Ever questioned God? Ever wondered why? Me, too. So does Captain Shawn Collins, a WWII fighter pilot, just back from Europe, having narrowly escaped death. Just when he is thanking God for miraculously saving his life, he learns that his wife has died, leaving him and his young son, Patrick alone. Dan Walsh is a wonderful author. You won't find any Bible thumping in his books, just a gentle calming faith, one that sustains you throughout the horrifying trials of life. Follow along, listen to Shawn Collins story, and find hope . . .
Funny, nostalgic, excellent message, and SOUTHERN!!! What can beat that? This is my first Haywood Smith novel, but you can be sure I'll be looking for more . . . I love the honest way she just "puts it out there" . . . she's spot on with her descriptions of high school cliques, rich southern society, and the shame of growing up "on the other side of the tracks". I know quite a few "stiff, high society" folks that I'd like to slip this audio book to . . . it'd do them a world of good to have a bump on the head and wake up like Howell did :)
I was mesmerized by the story of sweet little Victoria, the baby born to black parents . . . a baby who looked more white than black . . . and was rejected by her parents . . . sent to be raised by two childless aunts. Victoria was raised to love Jesus and it was several years before she would face the wrath of her parents and the evil in their household . . . and even more years until she learned the history of how it began. This would have been a five star listen except that it didn't really end . . . and the next in the series is not on audible . . .
Mississippi in the 1960s, when southerners were divided by race, Silas and Larry, a colored boy and a white boy became friends . . . a secret friendship that both boys cherish. Children don't see color, they see love. Adults teach them how to hate and how to lie. The sins of the father reach out to try to destroy innocent children, long after fathers are dead in the grave . . . But truth always lies just beneath the surface, a faint whisper, waiting to be heard . . .
I've always liked Robert Crais and he did a great job with TAKEN. Every mother's worst nightmare is to have her child taken . . . whether the child is grown or not . . . all the twists and turns in tracking down the kidnappers and retrieving the college student who was taken will keep you alert and listening . . .

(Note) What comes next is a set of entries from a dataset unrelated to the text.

PR #728, opened 2024-04-12
add new modue hmac256

MaBecker:
based on hmac


gfwilliams:
Thanks! But wasn't it possible just to add this single function to HMAC?

```
exports.SHA256 = function(key) {
  return new exports.HMAC(key, require('crypto').SHA256, 64, 32);
};
```

Or was there something else?

MaBecker:
Wow, ok looks like have been way much over motivated..... Sure why not just, one file. What happens if `require('crypto').SHA256` failes because sha256 is not available?

gfwilliams:
Sorry! Well, it'll only fail when the function is executed - there's no problem with it being in there and SHA256 not being supported if it's not used.

MaBecker:
please check again.

gfwilliams:
Looks great - thanks for doing that!

PR #729, opened 2024-04-16
Update BTHome.js

yerpj:
Support for CO2 data

PR #730, opened 2024-04-17
Update BTHome.md

yerpj:
update BTHome documentation
To comply with new version of BTHome module. See [here](https://github.com/espruino/EspruinoDocs/pull/729) for details


gfwilliams:
Thanks!

PR #731, opened 2024-04-20
allow load from storage

MaBecker:


gfwilliams:
Thanks! What do you mean by "allow load from storage" though?

Is it literally just that you're trying to save by putting the module in quotes, and then the escape codes would need double quoting? If so we can't go around removing all escape characters from every module.

What if you did like I suggested in the forum? Literally just using the 'Upload' button built into the IDE's Storage menu?

MaBecker:
> Thanks! What do you mean by "allow load from storage" though?
> 
> Is it literally just that you're trying to save by putting the module in quotes, and then the escape codes would need double quoting? If so we can't go around removing all escape characters from every module.
> 
> What if you did like I suggested in the forum? Literally just using the 'Upload' button built into the IDE's Storage menu?

Ok, will give it a try. Couldn’t mage to upload the last time.

PR #734, opened 2024-06-15
Renesas FS3000 air velocity sensor

AkosLukacs:
Driver for Renesas FS3000.
Tested on Espruino Wifi, but it's so basic it should run on anything.


gfwilliams:
This looks great - thank you!

PR #735, opened 2024-08-27
Document use of meridian

atjn:
Implements solution 3 in https://github.com/espruino/BangleApps/issues/3534


gfwilliams:
Looks great - thanks!

PR #736, opened 2024-09-11
Use `locale` in clock tutorial

atjn:
This rewrites the clock face tutorial to use the `locale` module instead of writing its own basic clock generator.

The new code also uses meridians correctly, which implements solution 4 in https://github.com/espruino/BangleApps/issues/3534


gfwilliams:
Thanks!

gfwilliams:
If you see any other stuff this (updating tutorials to suggest the newer/better way of doing things) it'd be great if you could do PRs, or even just bring it to my attention!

This third book about the McCray family at Christmas time hit me hardest, I think, because as a mother, letting grown children go is really difficult . . . especially when they hurt or face obstacles. George is so level-headed when it comes to Todd making his own choices and mistakes. Mary Ann, like most mothers, has those invisible heart strings tied to Todd that keep her up at night and overwhelm her when she senses anything out of the ordinary with her son. Todd is mentally challenged, but he has a special gift with training dogs. When the town's animal shelter faces cutbacks due to the economy, no one knows what will happen to Todd's job there. Greg Kincaid's books are wonderful stories of not only dogs, but of families, community, and of people meeting the challenges of life together.